Erster Meilenstein für Prävention
Die Forschungsergebnisse sind vor allem für vorbelastete Patienten mit Herz- und Gefäßleiden von immenser Bedeutung, da sie generell einem erhöhten Risiko für die Bildung von Thrombosen ausgesetzt sind. Der Kardiologe und Intensivmediziner Prof. Dr. med. Voigtländer, stellvertretender Vorstandsvorsitzender bei der Deutschen Herzstiftung, ist dennoch voller Hoffnung: „Die Erkenntnisse der Tübinger Mediziner könnten dazu beitragen, Risikogruppen bei Covid-19-Erkrankung etwa durch Thromboseprophylaxe frühzeitig vor Komplikationen besser zu schützen“. Das Risiko für Thrombose ist bei Patienten mit einem stationären Aufenthalt auf Grund der dauerhaften Liegeposition besonders hoch. Bei Vorbelastungen durch kardiovaskuläre Krankheiten können Gefäße bereits bei der Einlieferung geschädigt sein, was das Risiko noch weiter erhöht.
Übermäßige Immunantwort
Laut Bakchoul überwiege der Anteil der prothrombotischen Faktoren gegenüber den antithrombotischen. Die Forschenden nahmen bestimmte Laborwerte, darunter auch gewisse Thrombose-Marker, sowie Blutproben genauer unter die Lupe. Am Ende kam das Tübinger Forschungsteam zu dem Schluss, dass die Immunantwort bei schweren Covid-19-Fällen übermäßig stark ausfällt. Das heißt, dass das Immunsystem unkontrolliert Antikörper produziert und viele dieser Abwehrstoffe keine klare Bindungsstelle aufweisen. Dies kann dazu führen, dass sich Antikörper an Blutplättchen binden, dort komplexe Veränderungen auslösen und es bei einem Teil der Plättchen zum Zelltod kommt. Beim restlichen Teil wird die Zelloberfläche der Thrombozyten derart verändert, dass gerinnungsfördernde Faktoren freigesetzt werden. So entwickeln sich durch diese beiden Umstände vermehrt Thrombosen. Bakchoul fasst zusammen: „Je stärker also die Immunreaktion auf SARS-CoV-2 ausfällt, desto höher ist das Risiko der Thrombozyten-Aktivierung“.

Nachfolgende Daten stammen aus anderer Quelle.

PR #1388, opened 2024-02-21
`modal.experimental.stop_fetching_inputs`

aksh-at:
## Changelog

When called from within a container, `modal.experimental.stop_fetching_inputs()` causes it to gracefully exit after the current input has been processed.

### DIFF
--- a/modal/__init__.py
+++ b/modal/__init__.py
@@ -74,7 +74,6 @@ __all__ = [
     "forward",
     "is_local",
     "method",
-    "stop_fetching_inputs",
     "web_endpoint",
     "wsgi_app",
     "interact",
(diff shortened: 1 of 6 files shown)


modal/__init__.py
```diff
@@ -74,6 +74,7 @@
     "forward",
     "is_local",
     "method",
+    "stop_fetching_inputs",
```
mwaskom, line 77: If this is exposed in the top-level namespace, won't most users miss that it is `experimental`? Any cost to asking beta testers import it from the full path?

aksh-at: It's not even imported anywhere, so this would not have worked

PR #1398, opened 2024-02-22
[skip ci] Remove logo for now

ekzhang:
Some things about the color, size, and aspect ratio of the logo seem off, and it doesn't work on dark mode. Happy to revisit later! But simple can sometimes be better.


mwaskom:
We could just trim the margins on the logo? It would be nice to have it flush to the left, I don't think that filling the horizontal space is critical.

ekzhang:
Discussed separately outside of GitHub. Happy to have a PR that adds it back later. with proper dark mode rendering and margins and so on. Just think right now it's a bit off, and simple isn't bad.

PR #1399, opened 2024-02-22
Add experimental `SchedulerPlacement` class

irfansharif:
It's hidden in docs, etc. We're going to use it in the new scheduler to very selectively place where tasks can run. Export zone + spot for now too, we can get rid of it or disable it later.


irfansharif:
@prbot approve

PR #1401, opened 2024-02-22
Fix passing exception info to @exit method

mwaskom:
## Describe your changes

We claim to support `__exit__` style exception propagation but because we have already handled any user-code exceptions `sys.exc_info` is null in the `finally` block where we use it. This is a fairly naive fix and there's a lot of complexity here (concurrent inputs, etc.) so I'm not totally confident about it.

I'm also pretty uncertain about how to unit test it. AFAICT we don't really exercise the `exit()` behavior anywhere in the tests, and even in our integration tests, we have a note about not being able to. Open to suggestions.

- Fixes MOD-2417

## Changelog

- Fixed a bug where exception info was not propagated to `@exit` lifecycle methods

### DIFF
--- a/modal/_container_entrypoint.py
+++ b/modal/_container_entrypoint.py
@@ -66,8 +66,7 @@ if TYPE_CHECKING:
     else:
         TracebackType = Any
 
-
-ExceptionInfo = Tuple[Optional[Type[BaseException]], Optional[BaseException], Optional[TracebackType]]
+    ExceptionInfo = Tuple[Optional[Type[BaseException]], Optional[BaseException], Optional[TracebackType]]
 
 MAX_OUTPUT_BATCH_SIZE: int = 49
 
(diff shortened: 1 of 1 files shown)


modal/_container_entrypoint.py
```diff
@@ -149,6 +168,9 @@ async def get_serialized_function(self) -> tuple[Optional[Any], Callable]:
 
         return cls, fun
 
+    def exc_info(self) -> ExceptionInfo:
+        return self._exc_info
```
mwaskom, line 172: I don't really understand why this needs to be a method — I assume it's some synchronicity thing, but when I tried just populating an attribute on the `FunctionIOManager` class it didn't work, the client code couldn't see that the attribute existed.

mwaskom:
Superseded by #1404 — testing this seems pretty challenging and  I think the user value of the feature is either very low or potentially negative.

PR #1402, opened 2024-02-22
Remove references to -musl standalone Python

mwaskom:
## Describe your changes

We realized that images don't build properly on top of the `-musl` standalone Python builds, potentially due to a [bug](https://github.com/python/cpython/issues/81241) in CPython.

This PR deletes the suggestions to use `add_python=f"{version}-musl"` for Alpine Linux images, which I could not get to work.

I've also stopped building the `-musl` base mount. But otherwise preserved the flexibility to have alternate `libc` builds in the future.

- Resolves MOD-2419


ekzhang (approved):
Nice!

PR #1403, opened 2024-02-23
Use pyright for static type checking of implemenation code

freider:
mypy can not and will not get functionality to be able to type check files that have both implemenation and type stubs (both .py and .pyi files). Pyright does seem to support it, so this adds it to the CI pipeline for checking implemenations.

This only adds `functions.py` to the whitelist of files to test, since it's quite an undertaking to fix all of the client code at once. Once we have fixes for all files we can let pyright traverse the entire repo instead of using this whitelist.

If I understand things correctly, pyright is also what's used as the python language server by vscode, so getting rid of type warnings for vscode devs is another benefit.

Initial batch of fixes for: #1372 and MOD-2387

### DIFF
--- a/modal/functions.py
+++ b/modal/functions.py
@@ -34,7 +34,7 @@ from grpclib.exceptions import StreamTerminatedError
 from synchronicity.exceptions import UserCodeException
 
 from modal import _pty
-from modal_proto import api_pb2
+from modal_proto import api_grpc, api_pb2
 from modal_utils.async_utils import (
     queue_batch_iterator,
     synchronize_api,
@@ -228,13 +228,13 @@ class _OutputValue:
 class _Invocation:
     """Internal client representation of a single-input call to a Modal Function or Generator"""
 
-    def __init__(self, stub, function_call_id, client=None):
+    def __init__(self, stub: api_grpc.ModalClientStub, function_call_id: str, client: _Client):
         self.stub = stub
         self.client = client  # Used by the deserializer.
         self.function_call_id = function_call_id  # TODO: remove and use only input_id
 
     @staticmethod
-    async def create(function_id: str, args, kwargs, client: _Client):
+    async def create(function_id: str, args, kwargs, client: _Client) -> "_Invocation":
         assert client.stub
         item = await _create_input(args, kwargs, client)
 
@@ -560,7 +560,7 @@ class _Function(_Object, type_prefix="fu"):
     """
 
     # TODO: more type annotations
-    _info: FunctionInfo
+    _info: Optional[FunctionInfo]
     _all_mounts: Collection[_Mount]
     _stub: "modal.stub._Stub"
     _obj: Any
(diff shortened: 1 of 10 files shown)


modal/functions.py
```diff
@@ -817,44 +832,44 @@ async def _load(provider: _Function, resolver: Resolver, existing_object_id: Opt
...
                 ),
                 volume_mounts=volume_mounts,
                 proxy_id=(proxy.object_id if proxy else None),
                 retry_policy=retry_policy,
-                timeout_secs=timeout_secs,
-                task_idle_timeout_secs=container_idle_timeout,
-                concurrency_limit=concurrency_limit,
+                timeout_secs=timeout_secs or 0,
+                task_idle_timeout_secs=container_idle_timeout or 0,
+                concurrency_limit=concurrency_limit or 0,
```
mwaskom, line 854: IIRC there was some discussion recently that container timeouts _can't_ be set to 0. I don't know if that's really a problem here but seems kinda weird.

mwaskom (commented):
This is a good example of why retroactive type annotation in Python can look so messy; I worry that some of the `assert obj` calls or secret defaults could end up leaking confusing failures to users. But I guess there's not much we can do?

modal/functions.py
freider: These defaults additions were previously implicit due to protobuf's serialization format, since nullity (?) isn't really a thing there unless you box your primitive types in a `message` type or similar. So for example `task_idle_timeout_secs` is currently determined to be unset by the backend when it's `0`, which isn't great since it prevents us from setting an actual 0-value. According to the docs we have a minimum value of `2` seconds, which is arguably even weirder :D

freider:
Yeah it's not very pretty. Perhaps we can refactor the code at some point to make a few of the "connected" types like `client` have a separate type for their connected/initialized version and unconnected versions, and then make sure all "active" wrappers like FunctionCall only contain non-optional references to the connected versions, which would get rid of some of the assertions.

But this should at least not lead to any errors that weren't previously errors further down the call stack :)

setup.cfg
```diff
@@ -19,7 +19,7 @@ packages = find:
 python_requires = >=3.8
 install_requires =
     aiohttp
-    aiostream
```
freider, line 22: This shouldn't trigger image rebuilds right @mwaskom ? Afaicr only the modal/requirements.txt file does that 🤔

mwaskom: That’s my understanding!

savarin:
@freider Interesting, I didn't realize `pyright` reviews both `.py` and `.pyi` files. I still don't have a good feel for what error it raises so I'll play around with it a bit more.

One thought - `modal.functions` is a bit further down the dependency tree, might be easier to start off at the top like in https://github.com/modal-labs/modal-client/pull/1374.

freider:
@prbot approve

PR #1404, opened 2024-02-23
Support unparameterized methods decorated with @exit

mwaskom:
## Describe your changes

Alternative solution to https://github.com/modal-labs/modal-client/pull/1401

The user value of passing exception information to methods decorated with `@exit` is pretty low, and it's fairly difficult to test well. In fact, the user value is potentially negative, in that you need to remember that the method decorated with `@exit` needs parameters that you probably won't use.

So we're going to deprecate the feature. Most of the code for doing that is here, but I've commented out the actual deprecation warning because I need to update internal code and docs first. So in effect, this PR just adds silent support for unparameterized `@exit` methods.

- Part of MOD-2417

### DIFF
--- a/modal_test_support/functions.py
+++ b/modal_test_support/functions.py
@@ -281,7 +281,7 @@ class BuildCls:
         return self._k
 
     @exit()
-    def exit1(self, *args):
+    def exit1(self):
         raise Exception("exit called!")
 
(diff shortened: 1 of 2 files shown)


mwaskom:
@prbot lgtm

PR #1417, opened 2024-02-26
Exit from container_exec with modal exceptions

mwaskom:
## Describe your changes

This updates some error handling in the function(s) underlying `modal container exec` and `modal shell` to raise modal exceptions rather than using `typer.Exit` or doing `rich.print` and returning.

Schwere Verläufe abwendbar
Dank der vorliegenden neuen Ergebnisse können angepasste Therapieansätze entwickelt werden, die Covid-19-Patienten mit erhöhtem Thromboserisiko bei der Heilung unterstützen. In einer Mitteilung spricht Bakchoul von den Erwartungen der Forschenden: „Mit unseren Erkenntnissen erhoffen wir uns, neue therapeutische Optionen bei der Prävention von thromboembolischen Ereignissen besonders bei den intensivpflichtigen Patienten aufzuzeigen“. Dabei setzen sie auf zugelassene Substanzen, die bereits bei anderen Erkrankungen eingesetzt werden. Mithilfe dieser Mittel lässt sich die Freisetzung von Blutplättchen und somit die Covid-19-vermittelte Gerinnungsaktivierung verhindern. Das Ziel sei es, Infizierte auf Gerinnungsparameter und Thrombozytenmarker zu untersuchen, vorbeugend zu behandeln und dadurch eine Verschlechterung des Krankheitsverlaufs zu verhindern.